▸ **EXCERPTED DATA**
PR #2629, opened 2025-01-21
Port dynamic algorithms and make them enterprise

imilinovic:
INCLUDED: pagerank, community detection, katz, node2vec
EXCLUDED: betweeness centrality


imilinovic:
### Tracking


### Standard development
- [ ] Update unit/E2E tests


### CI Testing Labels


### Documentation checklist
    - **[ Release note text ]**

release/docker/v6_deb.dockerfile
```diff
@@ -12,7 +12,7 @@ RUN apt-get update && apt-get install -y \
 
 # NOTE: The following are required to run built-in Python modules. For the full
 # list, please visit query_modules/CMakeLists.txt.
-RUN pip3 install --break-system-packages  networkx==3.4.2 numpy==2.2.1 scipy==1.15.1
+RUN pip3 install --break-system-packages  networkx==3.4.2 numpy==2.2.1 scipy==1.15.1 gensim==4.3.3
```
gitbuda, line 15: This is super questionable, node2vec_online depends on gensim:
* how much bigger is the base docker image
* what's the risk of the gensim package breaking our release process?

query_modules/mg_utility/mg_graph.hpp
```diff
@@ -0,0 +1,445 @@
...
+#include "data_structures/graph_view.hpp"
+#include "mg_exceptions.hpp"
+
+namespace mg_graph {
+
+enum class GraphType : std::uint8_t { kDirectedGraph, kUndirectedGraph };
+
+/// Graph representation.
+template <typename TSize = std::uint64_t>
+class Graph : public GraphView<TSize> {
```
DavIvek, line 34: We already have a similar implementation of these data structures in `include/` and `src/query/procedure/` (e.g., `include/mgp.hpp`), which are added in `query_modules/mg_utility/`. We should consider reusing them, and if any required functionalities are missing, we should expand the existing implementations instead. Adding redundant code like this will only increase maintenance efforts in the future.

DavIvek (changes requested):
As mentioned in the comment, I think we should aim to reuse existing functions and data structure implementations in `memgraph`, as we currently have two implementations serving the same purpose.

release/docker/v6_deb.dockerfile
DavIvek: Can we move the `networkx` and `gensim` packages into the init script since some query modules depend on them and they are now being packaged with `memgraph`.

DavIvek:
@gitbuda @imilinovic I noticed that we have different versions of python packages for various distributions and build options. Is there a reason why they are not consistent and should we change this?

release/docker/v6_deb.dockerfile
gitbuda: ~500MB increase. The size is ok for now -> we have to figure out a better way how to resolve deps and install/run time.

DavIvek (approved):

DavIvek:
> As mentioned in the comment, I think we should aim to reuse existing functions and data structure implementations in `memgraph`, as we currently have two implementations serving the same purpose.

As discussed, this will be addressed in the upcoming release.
==
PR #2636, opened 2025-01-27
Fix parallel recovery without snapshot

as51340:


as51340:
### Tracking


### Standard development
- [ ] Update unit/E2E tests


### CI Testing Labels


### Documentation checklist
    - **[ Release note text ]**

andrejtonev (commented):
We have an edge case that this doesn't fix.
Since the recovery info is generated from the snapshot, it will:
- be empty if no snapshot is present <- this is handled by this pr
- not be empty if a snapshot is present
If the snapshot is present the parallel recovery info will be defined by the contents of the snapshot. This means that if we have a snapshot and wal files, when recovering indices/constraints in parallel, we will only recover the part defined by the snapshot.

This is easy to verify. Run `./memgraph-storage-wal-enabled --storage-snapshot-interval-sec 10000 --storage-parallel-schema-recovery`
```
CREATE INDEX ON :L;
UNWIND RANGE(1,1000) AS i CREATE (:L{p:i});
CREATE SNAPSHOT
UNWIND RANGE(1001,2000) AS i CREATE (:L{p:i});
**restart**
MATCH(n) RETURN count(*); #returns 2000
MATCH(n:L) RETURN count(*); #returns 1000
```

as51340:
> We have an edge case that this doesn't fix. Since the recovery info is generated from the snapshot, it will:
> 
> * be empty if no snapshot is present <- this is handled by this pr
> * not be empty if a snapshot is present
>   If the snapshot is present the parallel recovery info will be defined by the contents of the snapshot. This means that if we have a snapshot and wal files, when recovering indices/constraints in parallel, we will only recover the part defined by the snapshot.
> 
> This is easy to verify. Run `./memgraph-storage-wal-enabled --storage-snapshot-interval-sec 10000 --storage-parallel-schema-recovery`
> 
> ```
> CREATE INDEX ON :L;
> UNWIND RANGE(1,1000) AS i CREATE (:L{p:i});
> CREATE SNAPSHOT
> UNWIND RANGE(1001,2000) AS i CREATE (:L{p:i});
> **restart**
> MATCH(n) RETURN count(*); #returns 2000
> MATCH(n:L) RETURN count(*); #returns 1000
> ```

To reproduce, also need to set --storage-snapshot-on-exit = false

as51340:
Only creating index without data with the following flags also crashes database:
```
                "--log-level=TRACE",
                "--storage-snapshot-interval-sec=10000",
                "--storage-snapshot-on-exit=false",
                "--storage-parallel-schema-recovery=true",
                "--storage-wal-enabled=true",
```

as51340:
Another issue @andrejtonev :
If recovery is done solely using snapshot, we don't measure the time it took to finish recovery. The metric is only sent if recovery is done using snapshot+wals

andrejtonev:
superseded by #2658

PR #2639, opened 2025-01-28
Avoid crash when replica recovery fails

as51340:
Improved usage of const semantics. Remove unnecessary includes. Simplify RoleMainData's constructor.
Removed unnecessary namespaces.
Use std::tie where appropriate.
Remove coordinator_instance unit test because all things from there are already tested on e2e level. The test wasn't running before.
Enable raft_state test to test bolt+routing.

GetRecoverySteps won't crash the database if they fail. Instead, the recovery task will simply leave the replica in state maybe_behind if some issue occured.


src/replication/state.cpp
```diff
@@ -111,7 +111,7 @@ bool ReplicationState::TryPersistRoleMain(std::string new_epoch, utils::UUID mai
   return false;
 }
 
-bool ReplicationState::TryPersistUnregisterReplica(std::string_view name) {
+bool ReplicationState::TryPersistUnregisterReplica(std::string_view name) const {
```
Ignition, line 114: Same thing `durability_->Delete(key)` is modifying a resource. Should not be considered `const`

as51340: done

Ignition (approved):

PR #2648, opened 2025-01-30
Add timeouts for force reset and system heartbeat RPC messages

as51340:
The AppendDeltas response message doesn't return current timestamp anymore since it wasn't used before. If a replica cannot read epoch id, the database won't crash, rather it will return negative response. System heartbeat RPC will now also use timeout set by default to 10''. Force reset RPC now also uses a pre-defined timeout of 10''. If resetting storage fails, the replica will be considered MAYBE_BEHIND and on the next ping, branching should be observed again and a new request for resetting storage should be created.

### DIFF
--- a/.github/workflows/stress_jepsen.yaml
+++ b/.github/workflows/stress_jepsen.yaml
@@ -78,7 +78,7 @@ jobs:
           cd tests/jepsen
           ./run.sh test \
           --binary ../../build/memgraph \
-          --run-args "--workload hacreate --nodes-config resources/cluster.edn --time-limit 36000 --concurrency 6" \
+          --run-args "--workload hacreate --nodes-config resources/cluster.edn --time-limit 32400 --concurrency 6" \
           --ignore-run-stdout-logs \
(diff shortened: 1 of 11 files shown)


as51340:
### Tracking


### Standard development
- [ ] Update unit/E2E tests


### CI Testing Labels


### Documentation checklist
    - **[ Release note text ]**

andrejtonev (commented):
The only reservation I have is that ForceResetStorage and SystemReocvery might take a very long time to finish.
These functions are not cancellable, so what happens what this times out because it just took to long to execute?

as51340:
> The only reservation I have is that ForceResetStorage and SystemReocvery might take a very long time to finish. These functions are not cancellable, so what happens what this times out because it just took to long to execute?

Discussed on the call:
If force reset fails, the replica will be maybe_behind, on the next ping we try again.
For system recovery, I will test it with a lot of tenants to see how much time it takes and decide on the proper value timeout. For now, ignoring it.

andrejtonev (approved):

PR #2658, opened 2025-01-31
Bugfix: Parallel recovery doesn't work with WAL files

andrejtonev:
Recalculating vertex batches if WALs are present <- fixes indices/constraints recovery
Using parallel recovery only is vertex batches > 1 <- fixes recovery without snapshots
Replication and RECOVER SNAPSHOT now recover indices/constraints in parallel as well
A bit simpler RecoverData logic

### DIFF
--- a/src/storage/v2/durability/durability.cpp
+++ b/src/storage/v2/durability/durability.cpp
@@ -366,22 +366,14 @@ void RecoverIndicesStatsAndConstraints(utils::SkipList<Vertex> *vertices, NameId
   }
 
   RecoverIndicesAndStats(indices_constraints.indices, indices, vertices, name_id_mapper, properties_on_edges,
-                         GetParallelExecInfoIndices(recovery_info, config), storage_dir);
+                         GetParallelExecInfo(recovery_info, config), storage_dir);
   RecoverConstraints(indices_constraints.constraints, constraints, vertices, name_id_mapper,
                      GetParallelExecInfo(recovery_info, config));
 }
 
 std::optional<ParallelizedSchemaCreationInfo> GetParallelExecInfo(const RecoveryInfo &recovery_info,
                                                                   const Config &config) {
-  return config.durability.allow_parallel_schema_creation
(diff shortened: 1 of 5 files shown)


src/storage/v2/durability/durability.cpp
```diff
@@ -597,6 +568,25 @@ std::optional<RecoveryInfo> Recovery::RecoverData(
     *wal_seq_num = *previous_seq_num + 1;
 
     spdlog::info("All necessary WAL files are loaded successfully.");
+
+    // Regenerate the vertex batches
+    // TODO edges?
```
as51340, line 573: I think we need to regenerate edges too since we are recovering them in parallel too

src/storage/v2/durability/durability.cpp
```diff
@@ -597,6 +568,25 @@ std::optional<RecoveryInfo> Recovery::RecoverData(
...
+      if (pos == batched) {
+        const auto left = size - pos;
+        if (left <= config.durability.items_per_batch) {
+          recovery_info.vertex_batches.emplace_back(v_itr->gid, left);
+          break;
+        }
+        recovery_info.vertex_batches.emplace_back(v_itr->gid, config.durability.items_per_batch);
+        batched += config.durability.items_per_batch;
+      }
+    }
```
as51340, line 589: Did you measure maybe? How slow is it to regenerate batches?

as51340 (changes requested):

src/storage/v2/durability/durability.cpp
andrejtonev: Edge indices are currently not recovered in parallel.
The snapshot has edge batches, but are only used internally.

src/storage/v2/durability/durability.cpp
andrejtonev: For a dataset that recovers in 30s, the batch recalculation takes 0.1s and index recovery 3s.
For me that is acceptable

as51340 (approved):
* * *
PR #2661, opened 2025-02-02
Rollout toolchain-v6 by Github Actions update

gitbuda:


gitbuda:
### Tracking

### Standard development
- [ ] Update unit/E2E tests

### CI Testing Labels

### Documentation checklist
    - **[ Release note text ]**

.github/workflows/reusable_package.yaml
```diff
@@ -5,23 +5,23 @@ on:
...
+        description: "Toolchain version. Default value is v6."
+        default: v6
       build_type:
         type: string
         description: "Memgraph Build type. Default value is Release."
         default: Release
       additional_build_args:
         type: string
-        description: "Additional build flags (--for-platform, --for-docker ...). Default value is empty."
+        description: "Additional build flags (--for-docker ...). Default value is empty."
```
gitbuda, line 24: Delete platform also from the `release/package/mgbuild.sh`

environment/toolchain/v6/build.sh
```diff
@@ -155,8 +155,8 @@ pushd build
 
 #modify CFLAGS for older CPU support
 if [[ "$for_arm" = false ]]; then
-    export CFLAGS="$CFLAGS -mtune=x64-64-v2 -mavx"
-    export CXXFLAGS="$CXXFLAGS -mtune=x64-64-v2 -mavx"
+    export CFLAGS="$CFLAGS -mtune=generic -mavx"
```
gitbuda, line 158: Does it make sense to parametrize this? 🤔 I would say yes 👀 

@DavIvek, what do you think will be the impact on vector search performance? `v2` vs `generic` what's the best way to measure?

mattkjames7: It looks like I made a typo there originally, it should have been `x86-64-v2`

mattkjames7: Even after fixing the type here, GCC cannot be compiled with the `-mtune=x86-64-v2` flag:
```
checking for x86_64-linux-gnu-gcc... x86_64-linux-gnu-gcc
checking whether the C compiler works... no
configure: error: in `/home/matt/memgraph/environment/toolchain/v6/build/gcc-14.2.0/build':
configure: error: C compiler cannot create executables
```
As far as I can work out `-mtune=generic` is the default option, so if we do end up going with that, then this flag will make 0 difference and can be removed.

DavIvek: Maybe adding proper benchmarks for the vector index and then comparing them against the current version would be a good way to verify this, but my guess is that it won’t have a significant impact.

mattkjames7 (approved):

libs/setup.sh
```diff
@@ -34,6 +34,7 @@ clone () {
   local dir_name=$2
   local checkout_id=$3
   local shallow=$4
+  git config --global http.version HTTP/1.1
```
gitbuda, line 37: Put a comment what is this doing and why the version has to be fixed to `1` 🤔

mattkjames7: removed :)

▸ **YOUR INSTRUCTIONS**
Every line containing the string "easy" is required; copy each such line from the data.

▸ **TASK RESPONSE**
This is easy to verify. Run `./memgraph-storage-wal-enabled --storage-snapshot-interval-sec 10000 --storage-parallel-schema-recovery`
> This is easy to verify. Run `./memgraph-storage-wal-enabled --storage-snapshot-interval-sec 10000 --storage-parallel-schema-recovery`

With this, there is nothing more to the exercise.